Can a multiple of $15$ and a multiple of $21$ differ by $1$? I know a solution to this question having to do with the fact that the $\gcd(15, 21) = 3$, so the answer is no.
But I can't figure out what is the reasoning behind this. Any help would be really appreciated! 
 A: A multiple of 15 and a multiple of 21 are both multiples of 3.
The difference between two multiples of 3 is another multiple of 3.
1 is not a multiple of 3.
A: It's really simple, imagine the two numbers as $15n$ and $21k$.

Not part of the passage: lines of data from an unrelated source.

PR #468, opened 2024-11-20
[WIP] Add symlink parameter

### LINKED ISSUE #441: Generate attributes from files in symlinked directories
When trying to run `weaver registry generate` on a local path, I'd like the ability to "compose" the `model/` folder via symlinking directories present in the filesystem. Currently if I do symbolic linking (`ln -s`) weaver does not read from the linked directories when generating the attributes.

An option that can be passed to `weaver` that would make it read sym linked folders under `model/` and generate attributes

Right now the only way to achieve what I'm thinking is if I copy specific directories into the `model/` folder. This means if I want to keep an in-house component that need to be coalesced with semantic conventions then changes from either side need be explicitly propagated to the `model/` folder, which seems a little more cumbersome than allowing changes to be propagated via symbolic links.

Leo6Leo:
fixes #441 

**Summary of the change I have made:**
Added an option to follow symbolic links when loading the registry in various parts of the codebase. The primary change is the addition of a `follow_symlinks` parameter, which is passed through multiple functions and structures to control this behavior.

Key changes include:

- Added `follow_symlinks` param as `WeaverArg`  across `SchemaResolver`, `SnippetGenerator`, and `ResolvedSemconvRegistry` to enable optional symbolic link following during registry operations.
-The `WeaverArgs` struct impacted various commands (`check`, `generate`, `resolve`, `update-markdown`, `stats`) to include and handle the `follow_symlinks` option.
- Modified `SchemaResolver` to configure `walkdir::WalkDir` with the `follow_symlinks` parameter and use the `follow_links function`.
- Modified the existing tests so that they will default to use `follow_symlinks` = false.

**The ideal outcome would be:**
After running the command
```
weaver registry generate -r ./semantic-conventions/model -t ./semantic-conventions/templates markdown -f
```
weaver will read symbolic linked folders under `sementic-conventions/model` and generate the artifacts.

PS: I try to raise this PR first to get some early feedback. As I am new to Rust and Otel, I am open to suggestions and feedback.

### DIFF
--- a/src/main.rs
+++ b/src/main.rs
@@ -45,6 +45,18 @@ impl Default for DiagnosticArgs {
     }
 }
 
+/// Set of Parameters used to specify the extra options for the `weaver` command.
+/// The WeaverArgs will be shared across all commands. So only the general options should be
+/// included here.
+#[derive(Args, Debug)]
+pub struct WeaverArgs {
+   /// Boolean flag to specify whether to follow symlinks when loading the registry.
+   /// Default is false.
+    #[arg(short, long)]
+    pub(crate) follow_symlinks: bool,
+   
+}
+
 /// Result of a command execution.
 #[derive(Debug)]
 pub(crate) struct CmdResult {
--- a/src/registry/check.rs
+++ b/src/registry/check.rs
@@ -17,7 +17,7 @@ use crate::registry::RegistryArgs;
 use crate::util::{
     check_policy, check_policy_stage, init_policy_engine, load_semconv_specs, resolve_semconv_specs,
 };
-use crate::{DiagnosticArgs, ExitDirectives};
+use crate::{DiagnosticArgs, ExitDirectives, WeaverArgs};
 
 /// Parameters for the `registry check` sub-command
 #[derive(Debug, Args)]
@@ -47,6 +47,10 @@ pub struct RegistryCheckArgs {
     /// Parameters to specify the diagnostic format.
     #[command(flatten)]
     pub diagnostic: DiagnosticArgs,
+
+    /// Weaver parameters
+    #[command(flatten)]
+    pub weaver_args: WeaverArgs,
 }
 
 /// Check a semantic convention registry.
@@ -78,7 +82,7 @@ pub(crate) fn command(
 
     // Load the semantic convention registry into a local registry repo.
     // No parsing errors should be observed.
-    let main_semconv_specs = load_semconv_specs(&main_registry_repo, logger.clone())
+    let main_semconv_specs = load_semconv_specs(&main_registry_repo, logger.clone(), args.weaver_args.follow_symlinks)
         .capture_non_fatal_errors(&mut diag_msgs)?;
     let baseline_semconv_specs = baseline_registry_repo
         .as_ref()
@@ -86,7 +90,7 @@ pub(crate) fn command(
             // Baseline registry resolution should allow non-future features
             // and warnings against it should be suppressed when evaluating
             // against it as a "baseline".
-            load_semconv_specs(repo, logger.clone())
+            load_semconv_specs(repo, logger.clone(),args.weaver_args.follow_symlinks)
                 .ignore(|e| matches!(e.severity(), Some(miette::Severity::Warning)))
                 .capture_non_fatal_errors(&mut diag_msgs)
         })
@@ -221,7 +225,7 @@ mod tests {
     use crate::registry::{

Suppose that it's possible, then: $15n-21k = 1$
As you said $\gcd(15, 21) = 3$, so you can factor out: $3(5n-7k) = 1$.
On the left side, you have a multiple of 3, and in the other you have a 1, which isn't, so you have a contradiction. Note that inverting the subtraction won't change anything.
A: No: you can prove that $\text{gcd}(a, a +b) = \text{gcd}(a,b)$. Therefore, we have that $\text{gcd}(a,a+1) = \text{gcd}(a,1) =1$.
If we now consider multiples of $15$ and $21$, say $k \cdot 15, n \cdot 21$ with $k, n \in \mathbb{Z}$, such that $n \cdot 21 = k \cdot 15 + 1$, then we find that $3$ divides $\text{gcd}(k \cdot 15, n \cdot 21) = \text{gcd}(k \cdot 15, k \cdot 15 + 1) = 1$, which is impossible.
A: Suppose that $15m > 21n$. Then you are asking if:
$$15m - 21n= 1.$$
This corresponds to:
$$15m = 21n + 1.$$
The term on the left is divisible by $3$. What about the term on the right?
Well, $21n$ is divisible by $3$ too. But, if you add $1$ to $21n$, it can't be divisible by $3$ anymore. 
Actually, you have the left term which is divisible by $3$ and the right term which is not divisible by $3$.
For these reasons, you can't find those numbers. 
Similar arguments must be used to prove the same when $21n > 15m$. In this case, you should work on $21n = 15m + 1$.